Hypoxia is extremely common and very fixable.

If:

  • sats low
  • breathless
  • increased work of breathing

Do immediately:

  • give oxygen
  • sit upright
  • neb if wheezy
  • ABG if unwell
  • CXR later

Don’t:

❌ wait for CXR before oxygen

Oxygen is treatment, not investigation.



🅒 Circulation – access + fluids fast

Most overnight crashes are circulatory (sepsis, bleeding, dehydration).

If:

  • hypotension
  • tachycardia
  • poor perfusion
  • low urine output

Do immediately:

  • 2 IV cannulas
  • bloods + lactate
  • fluid bolus
  • stop bleeding if present

Key principle:

IV access early saves huge time later

Never delay cannulation.



🅓 Disability – glucose early

Low glucose is:

  • common
  • dangerous
  • instantly reversible

Yet often forgotten.

Always check:

  • capillary glucose

If low:

  • give glucose immediately

Don’t wait for labs.

One of the easiest “wins” on call.



🅔 Exposure – look properly

You miss diagnoses if you don’t look.

Quickly check:

  • rashes
  • bleeding
  • distension
  • infection sources
  • pressure areas
  • temperature

So many answers are visible, not lab-based.



High-yield immediate treatments you should start without delay

These are safe, common, and often life-saving.

You don’t need permission to start them.


Oxygen

For hypoxia or distress
Low risk, high benefit


IV fluids

For hypotension/dehydration/sepsis
Most patients improve quickly


Antibiotics

If sepsis suspected
Earlier = better outcomes

Don’t wait for perfect diagnosis


Nebulisers

For wheeze/COPD/asthma
Quick improvement


Glucose

For hypoglycaemia
Immediate fix


Analgesia

For severe pain
Improves obs + cooperation

Pain itself causes tachycardia and stress


The “2-minute rule”

Ask yourself:

👉 “Is there anything I can fix in 2 minutes that makes this patient safer?”

Usually yes:

  • oxygen
  • fluids
  • cannula
  • glucose
  • antibiotics

Do those first.

Then think.


Real NHS examples

Example 1

Hypoxic patient
Bad: wait for CXR
Good: oxygen immediately


Example 2

Septic patient
Bad: wait for cultures first
Good: cultures + antibiotics straight away


Example 3

Confused patient
Bad: long history
Good: check glucose first

Simple actions prevent big problems.


Common junior mistakes

❌ overthinking
❌ waiting for results
❌ delaying oxygen/fluids
❌ doing admin first
❌ trying to “diagnose perfectly”
❌ not cannulating early

Perfection delays treatment.

Treatment saves lives.


Senior doctor mindset

Watch experienced registrars.

They don’t look rushed.

They just quietly:

  • give oxygen
  • get access
  • start fluids
  • give antibiotics
  • call for help

All within minutes.

Simple.
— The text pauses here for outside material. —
PR #5279, opened 2023-06-21
Mac: Use strtod_l() only in Manager. Use strtod() in client, etc.

### LINKED ISSUE #5249: Newest version of BOINC 7.20.7 slows down processing of tasks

Systematic. Safe.

Not fancy.


Simple bedside checklist

When patient looks unwell:

✅ Oxygen
✅ IV access
✅ Bloods
✅ Fluids
✅ Glucose
✅ Antibiotics (if sepsis)
✅ Escalate if needed

If you do just these, you’ve already done 80% of what matters.


Take-home concept

On-call medicine is not about cleverness.

It’s about early basic interventions.

Small actions done quickly save far more lives than complex plans done late.

Fix the basics first.

Always.

Stabilise → then investigate → then diagnose.

Never the other way around.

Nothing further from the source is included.